PR #112, opened 2016-08-18
Fixing the externally routable URI so it can be used easily

stjohnjohnson:
Now `server.info.uri` will be correct.

### DIFF
--- a/kubernetes/api_deployment.yaml
+++ b/kubernetes/api_deployment.yaml
@@ -19,12 +19,8 @@ spec:
         env:
           - name: DATASTORE_PLUGIN
             value: dynamodb
-          - name: HOST
-            value: 0.0.0.0
-          - name: API_URI
-            value: http://a4677c9873c9611e6aa7102b92f75d5c-1135862614.us-west-2.elb.amazonaws.com
-          - name: DATA_DIR
-            value: /opt/screwdriver/data
+          - name: URI
+            value: http://api.screwdriver.cd
           - name: SECRET_JWT_PRIVATE_KEY
             valueFrom:
               secretKeyRef:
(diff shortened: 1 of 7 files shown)


plugins/builds/list.js
```diff
@@ -12,6 +12,7 @@ module.exports = () => ({
         notes: 'Returns all build records',
         tags: ['api', 'builds'],
         handler: (request, reply) => {
+            console.log(request.server.info.uri);
```
d2lam: remove console.log

kubernetes/api_deployment.yaml
```diff
@@ -19,12 +19,8 @@ spec:
...
           - name: DATASTORE_PLUGIN
             value: dynamodb
-          - name: HOST
-            value: 0.0.0.0
-          - name: API_URI
-            value: http://a4677c9873c9611e6aa7102b92f75d5c-1135862614.us-west-2.elb.amazonaws.com
-          - name: DATA_DIR
-            value: /opt/screwdriver/data
+          - name: URI
+            value: http://api.screwdriver.cd
```
d2lam: Is this set up yet?

petey:
Is there any reason why apiUrl, which is for all purposes a constant for as long as the server is running, is not part of the executor config to begin with? There doesn't seem to be a good reason why models and plugins need to shuttle this value around.

I have similar issues with the tokenGen function.

plugins/builds/list.js
stjohnjohnson: Oh snap.

kubernetes/api_deployment.yaml
stjohnjohnson: Yes, but the LB is gone.

stjohnjohnson:
You can configure anything on start, but it would be best coming from `server.info.uri`

kubernetes/api_deployment.yaml
tkyi: Can you add a comment here (since we are pointing users from the guide to this file) that they should put their `LoadBalancer Ingress` here?

petey:
👍

Issue #1716, opened 2019-08-09
artifact deep link


uevilwizard:
I need to be able to supply a link to a report that my build generates.   

Something like this:
`https://cd.screwdriver.cd/pipelines/<pipeline-id>/builds/<build-id>/artifacts/<report-filename>`

Additionally, I'd like to be able to supply something like 'latestSuccessfulBuild' as a build-id.   Then I would be able to supply an evergreen link to the latest copy of my report.  ([That's a separate issue.](https://github.com/screwdriver-cd/screwdriver/issues/1717))

Some cases where this feature is needed:
   - I have an HTML report artifact that contains hyperlinks to other artifacts.  Currently all of these links are broken.
   - Often if a test in my pipeline fails, resolving that failure will involve creating a Jira ticket containing a link to the failure.   Currently there is no way to do this.  

Without supporting links, it is quite difficult to use the artifacts generated by SDv4.

adong:
@uevilwizard this feature has been implemented.
Please refer https://github.com/screwdriver-cd/ui/pull/514

klu909:
added capability to link to latest build, following link format can be used
pipelines/{pipelineId}/jobs/{jobName}
pipelines/{pipelineId}/jobs/{jobName}/step/{stepName}
pipelines/{pipelineId}/jobs/{jobName}/artifacts
pipelines/{pipelineId}/jobs/{jobName}/artifacts/{artifactPath}

an optional status parameter can be used for links above to query latest build of specific build status, for example,
pipelines/{pipelineId}/jobs/{jobName}/artifacts?status=SUCCESS

anilkumarmyla:
Is there a quick way to generate the deep link prefix using env variable say `SD_ARTIFACTS_URL`  which would translate to `${SD_UI_URL}/pipelines/${SD_PIPELINE_ID}/builds/${SD_BUILD_ID}/artifacts/` ? 

This would be helpful to deep link an artifact using the url parameter in "Additional Pull Request Checks" https://docs.screwdriver.cd/user-guide/metadata#additional-pull-request-checks

PR #1917, opened 2020-01-18
[Don't Merge]feat(1716): enhance latest build end point

klu909:
## Context

currently latest build end point only returns latest build, we should allow fetching build in relative position to latest build, such as second to latest build.

## Objective

fetching build in relative position to latest build

## References

https://github.com/screwdriver-cd/screwdriver/issues/1716

## License


tkyi:
Can you update https://github.com/screwdriver-cd/screwdriver/blob/master/plugins/pipelines/README.md#get-latest-build-for-a-single-job with more details like in https://github.com/screwdriver-cd/models/pull/428#issuecomment-575837628

klu909:
As per discussion with Jithin, this change was not necessary. Will pull this back for now

PR #1918, opened 2020-01-19
fix: allow pipeline token to disable and enable jobs

thrushanth:
## Context

to enable automated disable and enable of jobs via pipeline is not working as the token is enabled for only user.

## Objective

This will enable pipeline token to enable or disable the job

## License


jithine:
cc @klu909

jithine:
replaced with https://github.com/screwdriver-cd/screwdriver/pull/1933

PR #1924, opened 2020-01-23
fix: log unhandledRejection promise errors

jithine:
## Context

With newest API release we are seeing an uptick in API calls made to Git. This is causing Git to sometimes reject API requests to to API abuse protections. Screwdriver API is not handling these errors properly and logs lack proper stack trace to debug which logic is causing this. 
```
(node:18) UnhandledPromiseRejectionWarning: HttpError: You have triggered an abuse detection mechanism. Please wait a few minutes before you try again.
```

## Objective

Add error log for `unhandledRejection` so that we can debug which application logic is causing this.

## License


lib/server.js
```diff
@@ -4,6 +4,10 @@ const Hapi = require('hapi');
 const registrationMan = require('./registerPlugins');
 const logger = require('screwdriver-logger');
 
+process.on('unhandledRejection', (reason, p) => {
```
pritamstyz4ever: Unhandled Promise rejection is getting Deprecated so we should also start adding catch blocks to code blocks where we do new Promise so that we don't end up getting unhandled promise rejection errors.

jithine: noted. This is a catch all to start identifying areas we are missing proper error handling.

PR #1944, opened 2020-01-31
fix(1785): Fix to get parent event builds recursively

### LINKED ISSUE #1785: Restarted job does not always trigger subsequent jobs
**What happened**:

If a job is restarted from an event which is result of a previous restart, then context of previous  jobs which successfully completed are not carried over.

For example consider the following scenario

```
jobs:
  A:
    requires: [~commit]
  B:
    requires: [~commit]
  C:
     requires: [A, B]
```

1. In event E1, A is successful but B fails.
2. Restart job B in event E1 to create event E2. Job B fails again in event E2.
3. Restart job B in event E2 to create event E3. Job B is successful in event E3. But job C won't run in event E3.
4. Restart Job B in E1 to create E4 where B is successful. Job C will now start running as part of event E4

**What you expected to happen**:

Context of an jobs in an event should be traceable back to original event from which Job restarts started. In the scenario described above in Step 3 job C should have started in event E3.

**How to reproduce it**:

This problem manifests when a job is being restarted across multiple events.

**Updated** to add one more scenario https://github.com/screwdriver-cd/screwdriver/issues/1785#issuecomment-589771683

kumada626:
## Context

fix #1785 

## Objective

In getFinishedBuilds, it gets all parent event and merges parent build status data recursively.

## References

#1785 

## License

### DIFF
--- a/plugins/builds/index.js
+++ b/plugins/builds/index.js
@@ -607,6 +607,8 @@ async function getFinishedBuilds(event, eventFactory) {
         return event.getBuilds();
     }
 
+    // If parent event id, merge parent build status data recurively and
+    // rerun all builds in the path of the startFrom
     const parentEvent = await eventFactory.get({ id: event.parentEventId });
     const parents = await getFinishedBuilds(parentEvent, eventFactory);
     const upstreamBuilds = await removeDownstreamBuilds({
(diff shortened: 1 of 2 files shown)


kumada626:
This gets all parent event, not all events of pipeline.

Issue #1722, opened 2019-08-20
Use Node.js v12


tk3fftk:
Screwdriver.cd is using Node.js v8. It will be EOL in 2019-12-31.   
We should use Node.js v10.

Note: Node.js v12 will be LTS since 2019-10-22 but I think it's hard to bump 2 major versions at one time.
Reference: [Releases | Node.js](https://nodejs.org/en/about/releases/)

tk3fftk:
[Node.js 12 to LTS and Node.js 13 is here! - Node.js Foundation - Medium](https://medium.com/@nodejs/node-js-12-to-lts-and-node-js-13-is-here-e28d6a4a2bd)

jithine:
We should go directly to node 12. Also this will be a good opportunity to upgrade our `hapi` dependencies. We are running very old versions.

adong:
Upgrade from `node:10` to `node:12`
UI PR: https://github.com/screwdriver-cd/ui/pull/528

jithine:
Pending ones are queue-worker, since we are working on a `queue-service` node:12 will be addressed in that project https://github.com/screwdriver-cd/screwdriver/issues/1951

jithine:
Closing this, Rest of the libraries/services in node:8 will be updated on a case by case basis.

PR #1957, opened 2020-02-10
fix: use node:12 container

jithine:
## Context

Screwdriver API is running on node:8 container which is no longer supported.

## Objective

Upgrade to latest LTS of node. 

## References

https://github.com/screwdriver-cd/screwdriver/issues/1722

## License

### DIFF
--- a/Dockerfile
+++ b/Dockerfile
@@ -1,4 +1,4 @@
-FROM node:8
+FROM node:12
 
 # Screwdriver Version
 ARG VERSION=latest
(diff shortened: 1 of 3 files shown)


tkyi:
Why are we getting rid of jenkins-mocha?

jithine:
> Why are we getting rid of jenkins-mocha?
It's pinned to an older version of mocha, and is just a wrapper on top of `nyc` & `mocha`. I don't see an extra value in having this.

tkyi:
@jithine we should be consistent and remove it in all repos then

jithine:
> @jithine we should be consistent and remove it in all repos then

@tkyi yep, one repo at a time. we will have to update all repos to build on node:12. Will update one by one.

--- --- ---

### Description of the task:
Check each line of the entries above for the string "proper", and return those that contain it.

### Your solution:
With newest API release we are seeing an uptick in API calls made to Git. This is causing Git to sometimes reject API requests to to API abuse protections. Screwdriver API is not handling these errors properly and logs lack proper stack trace to debug which logic is causing this. 
jithine: noted. This is a catch all to start identifying areas we are missing proper error handling.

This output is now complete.